Ils ne mouraient pas tous, mais tous étaient frappés... Journal de la consultation Souffrance et Travail 1997-2008
Par sylve isis le lundi 25 août 2008, - Actu - Lien permanent
Photo : Pearson
... est le titre du dernier ouvrage de la psychanalyste Marie PEZE qui fut la première avec son équipe à ouvrir en 1997 à l'hôpital de Nanterre, la première consultation dédiée entièrement à la souffrance au travail.
Un ouvrage qui fait suite au documentaire du même nom, paru en 2006, qui témoignait dans l'intimité de quatre de ces consultations, et mettait des mots sur l'inimaginable de ces héros du quotidien qui apportaient, par leurs témoignages, la lumière d'une mise en mots (en maux !) sur une réalité invisible et silencieuse : la souffrance au travail.

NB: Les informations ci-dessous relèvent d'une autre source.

PR #472, opened 2016-11-28
PHPC-635: WriteResult debug handler should return objects

jmikola:
https://jira.mongodb.org/browse/PHPC-635

### DIFF
--- a/php_phongo.c
+++ b/php_phongo.c
@@ -354,35 +354,35 @@ void phongo_writeconcern_init(zval *return_value, const mongoc_write_concern_t *
 zend_bool phongo_writeconcernerror_init(zval *return_value, bson_t *bson TSRMLS_DC) /* {{{ */
 {
 	bson_iter_t iter;
-	php_phongo_writeconcernerror_t *writeconcernerror;
+	php_phongo_writeconcernerror_t *intern;
 
-	writeconcernerror = Z_WRITECONCERNERROR_OBJ_P(return_value);
+	object_init_ex(return_value, php_phongo_writeconcernerror_ce);
+
+	intern = Z_WRITECONCERNERROR_OBJ_P(return_value);
 
 	if (bson_iter_init_find(&iter, bson, "code") && BSON_ITER_HOLDS_INT32(&iter)) {
-		writeconcernerror->code = bson_iter_int32(&iter);
+		intern->code = bson_iter_int32(&iter);
 	}
+
 	if (bson_iter_init_find(&iter, bson, "errmsg") && BSON_ITER_HOLDS_UTF8(&iter)) {
 		uint32_t errmsg_len;
 		const char *err_msg = bson_iter_utf8(&iter, &errmsg_len);
 
-		writeconcernerror->message = estrndup(err_msg, errmsg_len);
+		intern->message = estrndup(err_msg, errmsg_len);
 	}
+
 	if (bson_iter_init_find(&iter, bson, "errInfo") && BSON_ITER_HOLDS_DOCUMENT(&iter)) {
-		uint32_t               len;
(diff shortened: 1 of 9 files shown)


php_phongo.c
```diff
@@ -395,38 +395,43 @@ zend_bool phongo_writeconcernerror_init(zval *return_value, bson_t *bson TSRMLS_
...
-	if (bson_iter_init_find(&iter, bson, "errInfo")) {
-		bson_t                 info;
 
-		bson_init(&info);
-		bson_append_iter(&info, NULL, 0, &iter);
+	if (bson_iter_init_find(&iter, bson, "errInfo") && BSON_ITER_HOLDS_DOCUMENT(&iter)) {
+		uint32_t       len;
+		const uint8_t *data = NULL;
+
+		bson_iter_document(&iter, &len, &data);
```
jmikola: `BSON_ITER_HOLDS_DOCUMENT()` and `bson_iter_document()` is consistent with what we were already doing in `phongo_writeconcernerror_init()` for a very similar routine. This replaces the previous `bson_append_iter()` code path, which is much less common.

php_phongo.c
```diff
@@ -354,35 +354,35 @@ void phongo_writeconcern_init(zval *return_value, const mongoc_write_concern_t *
...
-		uint32_t               len;
-		const uint8_t         *data;
+		uint32_t       len;
+		const uint8_t *data = NULL;
 
 		bson_iter_document(&iter, &len, &data);
 
-		if (!data) {
-			return false;
-		}
```
jmikola: With `BSON_ITER_HOLDS_DOCUMENT()` guarding this block, `bson_iter_document()` will always populate the document's data. This removes an odd case where we might have returned false without throwing. If the data is somehow null after this (I can't imagine how), `phongo_bson_to_zval()` will catch and throw an error when initializing the BSON reader.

Les "ressources humaines" sont bel et bien en réel danger et les cas de souffrance au travail sont exponentielles... Le journal rédigé par Marie Pezé ne se contente pas de relater des témoignages mais tente également d'y apporter des solutions... La meilleure "arme" étant celle du diagnostic et de la prévention à destination de toutes et tous, que vous soyez managers, médecins du travail, IPRP ou salariés...
Extrait :
Ce mardi d’août, une femme vient à la consultation de Marie Pezé. Elle a perdu ses cheveux, elle porte une perruque. Appelons-la Nathalie. Il y a quelques mois encore, Nathalie était responsable des caissières d’un hypermarché. Cas typique, explique Marie Pezé. Sa direction lui a demandé de harceler ses collègues, de fabriquer des fautes pour pouvoir les licencier. Elle a marché. Jusqu’à se faire harceler, puis être licenciée à son tour. Nathalie n’a pas encore retrouvé du travail. Elle souffre à chaque fois qu’elle entend à la radio le jingle publicitaire de l’enseigne pour laquelle elle a travaillé. «Il n’y a pas les méchants d’un côté, les bons de l’autre. Mais certaines organisations du travail s’appuient sur cette capacité que nous possédons tous de banaliser la cruauté que nous faisons subir aux autres, parce que nous avons peur de perdre notre emploi, parce que nous élevons seules nos enfants… On a tous fermé les yeux, refusé de déjeuner avec quelqu’un parce qu’il était mal vu par la direction, pas réagi quand un collègue se faisait humilier.»
Un livre, utile et édifiant, qui nous rappelle que le travail peut-être une souffrance mais qui, au-delà du cri d'alarme, doit prévenir et mobiliser les collectifs de travail au coeur de la prévention...
En savoir plus :
L'article de Libération ce jour : "La version crue des maux du travail"
Un merci tout particulier à FmR d'avoir relayé cette information...






Commentaires
un livre très édifiant sur les procédés utilisés pour diminuer les charges salariales d'une entreprise.
et sur l'égoïsme et la manipulation des êtres humains.
J'en ai moi-même fait les frais d'ailleurs.
un jour on m'a dit "tu n'es plus dans le rythme de l'entreprise, on a décidé de se séparer de toi"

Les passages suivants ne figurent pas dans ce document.